BEGIN EXCERPTED RECORDS

PR #240, opened 2023-08-08
Update golang runtime

nharper:
Update app.yaml to use the latest golang runtime for app engine flex, which is currently go 1.20. (This change also removes a no longer needed environment variable.)


carlosjoan91 (approved):
LGTM

PR #248, opened 2023-10-31
Handle pending-automated-removal in UI

nharper:


nharper:
This is the first introduction of [Template literals](https://developer.mozilla.org/en-US/docs/Web/JavaScript/Reference/Template_literals) in the frontend code. From looking at https://caniuse.com/template-literals, I'm not concerned about breakage.

jdeblasio (approved):

PR #250, opened 2023-11-03
Support transition from pending-automated-removal to pending

nharper:
If a domain has the pending-automated-removal status (from failing to meet the requirements) but is then fixed so that it meets the requirements before the automated removal gets processed, it should be able to transition out of the pending-automated-removal state.

### DIFF
--- a/api/api_test.go
+++ b/api/api_test.go
@@ -210,13 +210,6 @@ func TestAPI(t *testing.T) {
 				Warnings: []hstspreload.Issue{{Code: "server.preload.already_pending"}},
 			}}},
 
-		// pending automated removal
-		{"pending automated removal", data1, failNone, api.PendingAutomatedRemoval, "GET", "",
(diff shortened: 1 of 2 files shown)


carlosjoan91 (approved):

nharper:
I don't think this fix makes sense (and I think the existing behavior for StatusPendingRemoval also doesn't make sense).

If a domain is in StatusPendingAutomatedRemoval (or StatusPendingRemoval), that means that the domain is currently on the preload list, but it had met the criteria for removal and was about to be removed from the list. If the domain passes the checks of the submit endpoint, that means that it no longer meets the removal criteria. Since the domain is already on the list, it shouldn't now be pending submission to the list, it should just be StatusPreloaded.

I could also see the case for merging this PR so that StatusPendingAutomatedRemoval behaves the same as StatusPendingRemoval, and leave it to a future issue for whether domains pending automated removal should transition to a different state from the submit endpoint.

nharper:
There's more going on here. Filed issue #251 to pick up this work.

PR #260, opened 2024-09-11
Fix Update endpoint

nharper:
Multiple state transitions in the Update endpoint were broken. This fixes those transitions and deprecates the Rejected status in favor of Removed.

### DIFF
--- a/api/update.go
+++ b/api/update.go
@@ -8,21 +8,6 @@ import (
 	"github.com/chromium/hstspreload/chromium/preloadlist"
 )
 
-func difference(from []preloadlist.Entry, take []preloadlist.Entry) (diff []preloadlist.Entry) {
-	takeSet := make(map[string]bool)
-	for _, elem := range take {
-		takeSet[elem.Name] = true
-	}
-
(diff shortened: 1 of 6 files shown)


api/update.go
```diff
@@ -40,73 +25,73 @@ func (api API) Update(w http.ResponseWriter, r *http.Request) {
...
+	updated := 0
+	removed := 0
+	for _, entry := range preloadList.Entries {
+		if entry.Mode != preloadlist.ForceHTTPS {
+			continue
+		}
+		domainState, found := domainStates[entry.Name]
+		if !found {
+			// entry is on the preload list but not marked as
+			// preloaded or pending removal in the database. Mark it
```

END EXCERPTED RECORDS

Only lines containing "make" belong in the answer; copy every such line from the records.

**WRITTEN RESPONSE:**
I don't think this fix makes sense (and I think the existing behavior for StatusPendingRemoval also doesn't make sense).
-	takeSet := make(map[string]bool)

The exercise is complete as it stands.